Data excerpts
---

Issue #403, opened 2025-01-17
feat: Flag adjective "everyday" used in place of adverbial phrase "every day"


hippietrail:
This has become very common among both native and non-native English speakers.
Surprisingly, the browser only detects adverb used in place of the adjective, which is less common.

This is something I do everyday. → every day (compare every night, every year, etc)
It's nothing special, just an every day thing. → everyday (meaning mundane, typical, not special)

<img width="357" alt="Image" src="https://github.com/user-attachments/assets/a98f6311-5e3c-4978-9084-cd23c6b192f2" />

hippietrail:
This was implemented in #1265 - open new issues for false positives and/or negatives.

PR #1265, opened 2025-05-13
feat: Every day vs Everyday linter

hippietrail:
# Issues 
Implements #403

# Description

Attempts to fix the very common error of using the adjective "everyday" (normal, mundane, not special) in place of the adverb "every day" (repeated daily).

Also attempts to fix the less common error of using the adverb "every day" when it should be the adjective "everyday".

Some common cases can't be covered yet until we can match end-of-chunk since attributive-only adjectives like "everyday" must come before a noun and cannot be the last word of a sentence.

Added a new shorthand `t_any()` to `SequencePattern` for `then_anything()` just like `t_aco` and `t_ws`.

# Demo

# How Has This Been Tested?

I've added a bunch of unit tests using sentences I found on GitHub, including many tests against potential false positives.

I don't yet have enough test cases so some errors are surely not getting flagged. Please submit them!

# Checklist


harper-core/src/linting/everyday.rs
```diff
@@ -0,0 +1,318 @@
...
+            Box::new(
+                SequencePattern::default()
+                    .then_any_word()
+                    .t_ws()
+                    .then(every_day.clone()),
+            ),
+            Box::new(|tok: &Token, src: &[char]| is_article(tok, src)),
+        ]);
+
+        // Can we detect all mistakes with just one token before or after?
```
elijah-potter, line 72: I'm a little confused what purpose these comments serve.

harper-core/tests/text/linters/The Great Gatsby.snap.yml
```diff
@@ -473,15 +463,6 @@ Message: |
 
 
 
-Lint:    WordChoice (31 priority)
-Message: |
```
elijah-potter, line 477: I like to see these go away.

elijah-potter (dismissed):
Some tweaks, but otherwise close to being ready.

harper-core/src/linting/everyday.rs
hippietrail: It expresses that I'm not confident that this implementation will be able to catch all mistakes yet and that perhaps more pre or post context will be needed. But more real-world text would probably bring deeper false positives or misses to light as I haven't seen examples yet and didn't think any up.

harper-core/src/linting/everyday.rs
```diff
@@ -0,0 +1,318 @@
...
+    fn correct_adjective_at_end_of_chunk() {
+        assert_suggestion_result(
+            "This is something I do everyday.",
+            Everyday::default(),
+            "This is something I do every day.",
+        );
+    }
+
+    #[test]
+    fn correct_adverb_after_article_before_noun() {
```
elijah-potter, line 176: I'd love to see some more cases that test for false-negatives.

hippietrail: I've messed up my sleeping pattern and it's almost 4am. Can you give me an example so I'm sure I know what you mean? Test for something the linter doesn't flag but actually is an error?
Would that involve
```rs
#[should_panic]
```

elijah-potter: Sorry, I should have explained a bit better.

You have a lot of cases that make sure the linter does not throw any false-positives. You have added some that test for false-negatives (which would be the linter doesn't do anything) by running `assert_suggestion_result` with some example text.

Would you add a few more tests with `assert_suggestion_result` that make sure the linter catches the cases we expect it to?

hippietrail: Oh so "true positives"? Sure I'll take a look soon.

elijah-potter (approved):
Fantastic work. I wonder if we can extract anything from here into a more general module. Do any of the heuristics here apply to other open/closed compounds?

hippietrail:
> Fantastic work. I wonder if we can extract anything from here into a more general module. Do any of the heuristics here apply to other open/closed compounds?

I keep wondering about that kind of thing too. For now I think the best is more data from real-world mistakes and more false positives and keep looking for patterns.

It comes down to which parts-of-speech the right and wrong versions are and which environments each can occur in. And resolving ambiguous parts-of-speech of words needed for heuristics to work.

Most compounds are compound nouns but here the open compound is an adverb and the closed compound is an adjective. If there are other pairs like that we could use this. I'm not sure if there are?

---

■ Exercise requirements
Find the number of lines above that hold the word "mistakes", then write that number by itself.

■ Answer to the problem
3